Workshop

PPML: Machine learning on data you cannot see

Friday, May 24

11:00 - 13:05
RoomMozzarella
LanguageEnglish
Audience levelIntermediate
Seats left
Sold-out
    Elevator pitch

    Machine Learning models can be exploited to leak sensitive data used during training. In this tutorial we will explore Privacy-preserving machine learning (PPML) methods which hold the promise to overcome these issues by training ML models with full privacy guarantees.

    Abstract

    Privacy guarantees are the most crucial requirement when it comes to analyse sensitive data. These requirements could be sometimes very stringent, so that it becomes a real barrier for the entire pipeline. Reasons for this are manifold, and involve the fact that data could not be shared nor moved from their silos of resident, let alone analysed in their raw form. As a result, data anonymisation techniques are sometimes used to generate a sanitised version of the original data. However, these techniques alone are not enough to guarantee that privacy will be completely preserved.
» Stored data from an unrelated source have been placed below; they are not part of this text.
PR #1125, opened 2021-04-26
Add jsonencode parsing

gruebel:

I added the possibility to parse `jsonencode` functions, which will be helpful to create checks, when users use this function instead of text blocks.

I also fixed couple of deprecation warnings, one is still popping up, but I can't figure out where it comes from 😞


checkov/terraform/variable_rendering/safe_eval_functions.py
```diff
@@ -176,3 +176,6 @@ def wrap_func(f, *args):
 SAFE_EVAL_DICT['tonumber'] = lambda arg: arg if type(arg) in [int, float] else wrap_func(tonumber, arg)
 SAFE_EVAL_DICT['toset'] = lambda origin: set(origin)
 SAFE_EVAL_DICT['tostring'] = lambda arg: arg if isinstance(arg, str) else wrap_func(tostring, str(arg))
+
+# encoding
+SAFE_EVAL_DICT['jsonencode'] = lambda arg: arg
```
schosterbarak, line 181: interesting. we had some challenges around encoding in the past. @nimrodkor @rotemavni @tronxd can I have another set of eyes and security guidelines on those? just to see we are not missing anything

nimrodkor: @schosterbarak Yep it's good :)

PR #1140, opened 2021-04-28
Add a major version image that is stable for the docker images

Deichindianer:
Hi,

We're using checkov quite a lot to check our Terraform configurations. It's great to see this repository getting a lot of releases and updates we hugely benefit from it!

However it is quite cumbersome to embed any version apart from `latest` in our deployment pipeline templates due to the high release cadence on the docker images. I've, naively, tried to update the Github actions here to additionally update not only the `latest` tag but create another tag with just the major version, this could be used to pull the latest release inside of a given major version.

I'm not quite sure with the tagging strategy but this script will of course break if the semver versioning I've seen sometimes is broken in the tags so it might not fit the repository entirely, happy to take suggestions on what to change :)

This would be a huge quality of life improvement for me and probably others!

### DIFF
--- a/.github/workflows/build.yml
+++ b/.github/workflows/build.yml
@@ -179,7 +179,9 @@ jobs:
         id: get_version
         run: |
           checkov_version=$(curl -sL https://api.github.com/repos/bridgecrewio/checkov/tags | jq -r '.[0]["name"]' )
+          checkov_major_version=$(echo "${checkov_version}" | head -c1)
           echo ::set-env name=RELEASE_VERSION::$(echo $checkov_version)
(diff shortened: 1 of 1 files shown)


nimrodkor (approved):
LGTM

schosterbarak:
@Deichindianer what does it mean on major releases? how will they get patched?

Deichindianer:
@schosterbarak Not quite sure what you're referring to, this change just picks the first sign of the git tag. That would mean if this repository would for example release `3.0.0` then a new tag `3` would be created next to the existing `2` tag. These tags will always point to the latest minor release inside of the respective major version.

Let me know if that helped 😄

schosterbarak:
superb! thanks @Deichindianer

PR #1150, opened 2021-04-29
Add CKV_AWS_152 check for cross-zone load balancing

gruebel:

Cross-zone load balancing is disabled by default for Network and Gateway load balancers. For Application LB is enabled by default and can't be changed.


nimrodkor (approved):
💯

PR #1152, opened 2021-05-01
Add type hints to Terraform base checks

gruebel:

Step by step I will go through the code and add type hints to make it easier to understand what the methods are actually doing. I didn't want to create a huge PR with a lot of changes at once to make it easier to review it :)

### DIFF
--- a/mypy.ini
+++ b/mypy.ini
@@ -1,0 +1,2 @@
+[mypy-dpath.*]
+ignore_missing_imports = True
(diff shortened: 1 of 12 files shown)


mypy.ini
```diff
@@ -0,0 +1,2 @@
+[mypy-dpath.*]
+ignore_missing_imports = True
```
nimrodkor, line 2: @gruebel What's this?

nimrodkor (commented):
I LOVE this @gruebel !

Just one small comment

mypy.ini
gruebel: I use `mypy` for type checking. When more and more of the project has type hints added, then I would also add a github action to check the typing with `mypy` for each PR. And this tells `mypy` to ignore the `dpath` import, because that library doesn't have any type hints included.

nimrodkor (approved):

PR #1154, opened 2021-05-02
Add CKV_AWS_101 check to cloudformation

gruebel:

This check already exists for Terraform, so I also implemented it for CloudFormation. I also wanted to add `CKV_AWS_102`, but you can't create a public accessible Neptune Cluster via CloudFormation.

### DIFF
--- a/tests/cloudformation/checks/resource/aws/test_NeptuneClusterLogging.py
+++ b/tests/cloudformation/checks/resource/aws/test_NeptuneClusterLogging.py
@@ -1,0 +1,25 @@
+import os
+import unittest
+
+from checkov.cloudformation.checks.resource.aws.NeptuneClusterLogging import check
+from checkov.cloudformation.runner import Runner
+from checkov.runner_filter import RunnerFilter
+
+
+class TestNeptuneClusterLogging(unittest.TestCase):
+    def test_summary(self):
+        runner = Runner()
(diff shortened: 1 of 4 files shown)


tests/cloudformation/checks/resource/aws/test_NeptuneClusterLogging.py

Moreover, the memoisation effect of Deep learning models could be maliciously exploited to attack the models, and reconstruct sensitive information about samples used in training, even if these information were not originally provided.

    Privacy-preserving machine learning (PPML) methods hold the promise to overcome all those issues, allowing to train machine learning models with full privacy guarantees.

    This workshop will be mainly organised in three main parts. In the first part, we will introduce the main threats to data and machine learning models (e.g. membership inference attack ) for privacy. In the second part, we will work our way towards differential privacy: what is it, and how this method works, and how differential privacy could be used with Machine learning. Lastly, we will conclude the tutorial considering more complex ML scenarios to train Deep learning networks on encrypted data, with specialised distributed settings for remote analytics.

    Tentative Outline (180 mins)

    • Introduction: Brief Intro to PPML and to the workshop (10 mins)

    • Part 1: Programming Privacy (60 mins)

      • De-identification
      • K-anonimity and limitations
      • Introduction to Differential Privacy
    • Break (10 mins)

    • Part 2: Strengthening Deep Neural Networks (50 mins)

      • ML Model vulnerabilities: Adversarial Examples and inference attack
      • DL training with Differential Privacy
    • Break (5 mins)

    • Part 3: Primer on Privacy-Preserving Machine Learning (40 mins)

      • DL training on (Homomorphically) Encrypted Data
      • Federated Learning and Intro to Remote Data Science
    • Closing Remarks (5 mins)

    TagsPrivacy, Machine-Learning, Algorithms
    Participant

    Valerio Maggio

    Valerio Maggio is a Data Scientist, SSI fellow, and Community Advocate at Open Mined. He holds a Ph.D. in Computer Science, and his research interests span a broad range of topics in data science, from data processing to reproducible machine learning analytics. Before joining Anaconda, Valerio worked in the Higher Education section, holding an appointment as Senior Research Associate for Data Science and Artificial Intelligence at University of Bristol, and Fondazione Bruno Kessler (Italy). Valerio is also an open-source contributor and an active member of the Python community. Over the last 12 years he has contributed to and volunteered at many international conferences and community meetups like PyCon Italy, PyData, EuroPython, and EuroSciPy.